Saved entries
+++

PR #546, opened 2016-11-22
community/lego: revamping the APKBUILD

7heo:


jirutka:
You have to add `glide` to `makedepends`. ;)

clandmeter:
As discussed on IRC, I don't agree to set [$GOPATH](https://golang.org/cmd/go/#hdr-GOPATH_environment_variable) to $startdir

Nitpicking: There is no need to launch child processes (dirname) when you can use parameter expansion ie ${builddir%/*}

I think we need to use the vendor tools in prepare() so we are able to modify the source. Also the new idea about removing network from build() would prevent any vendor tools from working properly in build()

Regarding glide_init, it would be nice if you could add some comments about what you are trying to fix. For instance I don't see you are using the generated patch files?

This approach also breaks the usage of abump. Although its the responsibility of the person using abump to check if its safe to use it, we should probably add some functionality to just block the usage on such apkbuilds.

7heo:
@jirutka ;-) Right.

7heo:
@clandmeter wrote:
> As discussed on IRC, I don't agree to set [`$GOPATH`](https://golang.org/cmd/go/#hdr-GOPATH_environment_variable) to `$startdir`.

The reason invoked for that is that with `$GOPATH` set to `$startdir`, it is more likely to have files written to `$startdir` during the build (which should not happen), **if the tool the `APKBUILD` uses has a broken design**.

But I would like to point that any broken tool could write in any parent directory, nothing prevents that at all. And so, adding layers of directories just to lower the chances of problems to happen seems to me as an anti-solution.

The reason why I have set `$GOPATH` to `$startdir` in all my go-related `APKBUILD` manifests so far is that I see no reason to not to reuse an existing directory, which *has the same semantic value* (to contain the source).

The problem that arises with this practice (that @clandmeter pointed out) has to be solved indeed, but a in different way:

1. By changing the behavior of the broken tool via the use of invocation time flags.
2. By restricting the rights of `abuild` (and its children processes) during the execution of `abuild` as @fabled wants to implement.

To be fair, I believe that implementing point two will very likely bring out a LOT of `APKBUILD` manifests that write outside of their directory (in the user `$HOME` for instance), and so this very specific case is part of a larger problem, that we should not fix on a case-by-case basis.

----

@clandmeter wrote:
> Nitpicking: There is no need to launch child processes (dirname) when you can use parameter expansion ie ${builddir%/*}

I will check if that is POSIX, and if it is, I will use it. Thanks for pointing it out.

----

@clandmeter wrote:
> I think we need to use the vendor tools in prepare() so we are able to modify the source. Also the new idea about removing network from build() would prevent any vendor tools from working properly in build()

Very good point, I will change that. Thanks.

----

@clandmeter wrote:
> Regarding glide_init, it would be nice if you could add some comments about what you are trying to fix. For instance I don't see you are using the generated patch files?

I wrote the `glide_init` function to be re-usable in other `APKBUILD` manifests. Therefore it contains code that isn't used in this precise instance.

----

@clandmeter wrote:
> This approach also breaks the usage of abump. Although its the responsibility of the person using abump to check if its safe to use it, we should probably add some functionality to just block the usage on such apkbuilds.

How? I am sorry, I do not follow.

clandmeter:
@7heo when you write something that is reusable then you should try to document it. I know you have something against our wiki, but if you like to contribute to Alpine please use the tools we currently provide. If you have something against them you are free to create other solutions, and if other people agree with these changes/solutions we can also provide the infrastructure to serve them.

@7heo for abump check [abump](https://github.com/alpinelinux/abuild/blob/master/abump.in)
When you bump a package it will not automagically run `glide_init` and thus the result could be the version is updated without updated deps.

7heo:
> when you write something that is reusable then you should try to document it. I know you have something against our wiki, but if you like to contribute to Alpine please use the tools we currently provide.

@clandmeter I have nothing against our wiki, I have something about the software it uses. Wikis are great; but editing complex technical documents in an EULA-sized textarea that also requires me to heavily use the mouse is retarded.

Also, the content of our wiki is in a database that runs in a database engine, while perfectly sane and good tools exist to use flat files and git. I do not understand why I have to explain/defend this with people using *alpine*.

----

> When you bump a package it will not automagically run glide_init and thus the result could be the version is updated without updated deps.

I was not aware of what abump was doing. I always did that manually. But you are right, we should add some hooks so abump fires specific functions. Maybe we could even deport the `glide_init` function (since it can be reused) in a lang-related file that would be "used" by abuild (as in `use golang` for example) and hook it with abump from there?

+++

» What to produce
The lines above that hold the word "good" need counting; write the count and nothing more.

» Solution below
2